- _What to produce_:
Find the lines in the entries that follow where the word "minor" occurs, and state how many there are, with no other words.

- _Source data_:

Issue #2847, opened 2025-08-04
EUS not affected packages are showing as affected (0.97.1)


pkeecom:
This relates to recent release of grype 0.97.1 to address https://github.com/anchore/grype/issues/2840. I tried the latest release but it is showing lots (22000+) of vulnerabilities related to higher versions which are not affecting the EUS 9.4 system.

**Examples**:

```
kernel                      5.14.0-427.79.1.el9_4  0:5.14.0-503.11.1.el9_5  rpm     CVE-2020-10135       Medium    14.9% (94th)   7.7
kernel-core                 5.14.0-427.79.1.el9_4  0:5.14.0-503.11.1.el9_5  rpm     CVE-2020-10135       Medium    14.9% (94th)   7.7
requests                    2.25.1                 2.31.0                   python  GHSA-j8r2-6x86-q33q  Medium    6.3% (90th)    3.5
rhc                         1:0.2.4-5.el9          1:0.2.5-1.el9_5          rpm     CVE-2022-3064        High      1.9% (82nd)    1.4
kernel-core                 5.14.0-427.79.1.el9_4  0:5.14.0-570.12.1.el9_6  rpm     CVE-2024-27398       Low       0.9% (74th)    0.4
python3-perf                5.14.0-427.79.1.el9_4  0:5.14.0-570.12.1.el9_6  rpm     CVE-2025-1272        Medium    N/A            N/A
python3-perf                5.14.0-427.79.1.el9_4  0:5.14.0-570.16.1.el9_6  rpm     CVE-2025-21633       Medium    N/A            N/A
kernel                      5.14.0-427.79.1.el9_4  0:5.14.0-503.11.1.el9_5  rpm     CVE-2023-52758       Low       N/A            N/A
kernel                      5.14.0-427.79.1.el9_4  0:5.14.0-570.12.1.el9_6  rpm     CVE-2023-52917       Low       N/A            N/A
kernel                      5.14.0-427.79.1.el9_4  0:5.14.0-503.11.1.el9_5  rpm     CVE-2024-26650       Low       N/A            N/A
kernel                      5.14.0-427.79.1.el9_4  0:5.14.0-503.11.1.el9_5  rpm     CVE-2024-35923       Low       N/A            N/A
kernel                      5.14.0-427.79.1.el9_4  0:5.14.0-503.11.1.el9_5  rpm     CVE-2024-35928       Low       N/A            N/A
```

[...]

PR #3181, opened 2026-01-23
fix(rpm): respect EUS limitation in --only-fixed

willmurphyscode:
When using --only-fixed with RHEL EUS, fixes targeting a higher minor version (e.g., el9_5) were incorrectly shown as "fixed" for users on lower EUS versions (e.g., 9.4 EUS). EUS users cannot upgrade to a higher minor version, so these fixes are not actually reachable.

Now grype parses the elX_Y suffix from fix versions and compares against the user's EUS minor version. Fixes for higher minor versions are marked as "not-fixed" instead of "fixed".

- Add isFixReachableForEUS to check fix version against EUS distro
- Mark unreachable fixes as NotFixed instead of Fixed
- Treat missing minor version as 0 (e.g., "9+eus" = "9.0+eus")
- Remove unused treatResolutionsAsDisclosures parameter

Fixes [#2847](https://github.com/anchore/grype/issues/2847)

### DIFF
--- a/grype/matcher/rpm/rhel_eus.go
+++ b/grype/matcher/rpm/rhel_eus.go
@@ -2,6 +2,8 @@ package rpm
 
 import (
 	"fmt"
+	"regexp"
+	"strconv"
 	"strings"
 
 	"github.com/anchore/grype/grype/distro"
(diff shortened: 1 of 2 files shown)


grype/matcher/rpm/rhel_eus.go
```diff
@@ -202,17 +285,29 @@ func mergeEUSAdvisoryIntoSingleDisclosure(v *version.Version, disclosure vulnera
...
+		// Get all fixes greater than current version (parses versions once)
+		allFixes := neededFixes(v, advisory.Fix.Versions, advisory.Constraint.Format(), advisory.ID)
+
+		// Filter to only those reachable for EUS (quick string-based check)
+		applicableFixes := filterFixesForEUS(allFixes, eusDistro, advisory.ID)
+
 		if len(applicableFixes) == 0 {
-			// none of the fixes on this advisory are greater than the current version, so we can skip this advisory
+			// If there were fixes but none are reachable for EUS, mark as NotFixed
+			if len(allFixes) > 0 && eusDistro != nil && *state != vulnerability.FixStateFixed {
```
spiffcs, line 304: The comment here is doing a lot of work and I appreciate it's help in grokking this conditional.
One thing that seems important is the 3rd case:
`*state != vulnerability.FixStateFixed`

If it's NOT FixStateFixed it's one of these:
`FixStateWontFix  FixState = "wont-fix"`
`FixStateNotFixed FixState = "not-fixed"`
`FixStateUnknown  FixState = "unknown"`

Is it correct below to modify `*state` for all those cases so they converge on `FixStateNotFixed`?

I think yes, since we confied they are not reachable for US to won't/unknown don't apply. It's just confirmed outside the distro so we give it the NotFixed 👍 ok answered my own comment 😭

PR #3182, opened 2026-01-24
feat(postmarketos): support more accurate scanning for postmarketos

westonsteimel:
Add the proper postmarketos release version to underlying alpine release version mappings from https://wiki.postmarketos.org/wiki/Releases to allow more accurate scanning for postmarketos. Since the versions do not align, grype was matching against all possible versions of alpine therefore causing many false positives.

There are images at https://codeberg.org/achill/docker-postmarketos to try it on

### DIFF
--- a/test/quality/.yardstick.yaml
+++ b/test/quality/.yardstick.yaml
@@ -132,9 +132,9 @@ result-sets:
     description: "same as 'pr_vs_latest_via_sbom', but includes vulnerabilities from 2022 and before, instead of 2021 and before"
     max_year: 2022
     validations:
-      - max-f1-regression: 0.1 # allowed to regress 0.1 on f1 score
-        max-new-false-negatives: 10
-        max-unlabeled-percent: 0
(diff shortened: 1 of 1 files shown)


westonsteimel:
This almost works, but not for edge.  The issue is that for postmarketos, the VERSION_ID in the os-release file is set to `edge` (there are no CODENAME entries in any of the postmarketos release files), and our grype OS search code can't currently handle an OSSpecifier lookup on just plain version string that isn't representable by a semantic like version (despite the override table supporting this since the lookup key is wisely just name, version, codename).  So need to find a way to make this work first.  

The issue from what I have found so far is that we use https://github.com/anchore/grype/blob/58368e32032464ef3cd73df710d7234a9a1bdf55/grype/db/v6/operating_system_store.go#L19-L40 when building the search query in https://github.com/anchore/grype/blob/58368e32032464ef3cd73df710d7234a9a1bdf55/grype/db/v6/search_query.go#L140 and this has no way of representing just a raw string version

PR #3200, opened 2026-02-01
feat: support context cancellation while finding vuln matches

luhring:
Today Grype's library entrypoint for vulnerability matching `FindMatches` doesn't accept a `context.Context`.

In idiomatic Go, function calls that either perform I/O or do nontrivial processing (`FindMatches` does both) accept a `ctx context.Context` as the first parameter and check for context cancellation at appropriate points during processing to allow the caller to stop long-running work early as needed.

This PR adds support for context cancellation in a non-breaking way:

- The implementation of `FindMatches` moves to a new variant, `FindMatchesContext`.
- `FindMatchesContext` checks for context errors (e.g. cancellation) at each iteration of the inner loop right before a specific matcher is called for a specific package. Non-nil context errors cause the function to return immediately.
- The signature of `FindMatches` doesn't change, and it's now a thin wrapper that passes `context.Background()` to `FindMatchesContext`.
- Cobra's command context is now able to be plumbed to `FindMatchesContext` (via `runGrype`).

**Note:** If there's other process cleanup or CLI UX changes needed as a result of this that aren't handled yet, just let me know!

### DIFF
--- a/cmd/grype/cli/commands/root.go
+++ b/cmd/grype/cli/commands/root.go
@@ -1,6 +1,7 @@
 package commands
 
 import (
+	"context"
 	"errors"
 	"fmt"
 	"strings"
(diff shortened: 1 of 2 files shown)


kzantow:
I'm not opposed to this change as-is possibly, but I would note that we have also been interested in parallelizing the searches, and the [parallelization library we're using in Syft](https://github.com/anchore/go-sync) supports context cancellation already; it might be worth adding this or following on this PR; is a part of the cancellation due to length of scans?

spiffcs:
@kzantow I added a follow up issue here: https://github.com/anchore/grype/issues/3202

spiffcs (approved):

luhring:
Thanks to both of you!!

- _Answer to this problem_:
3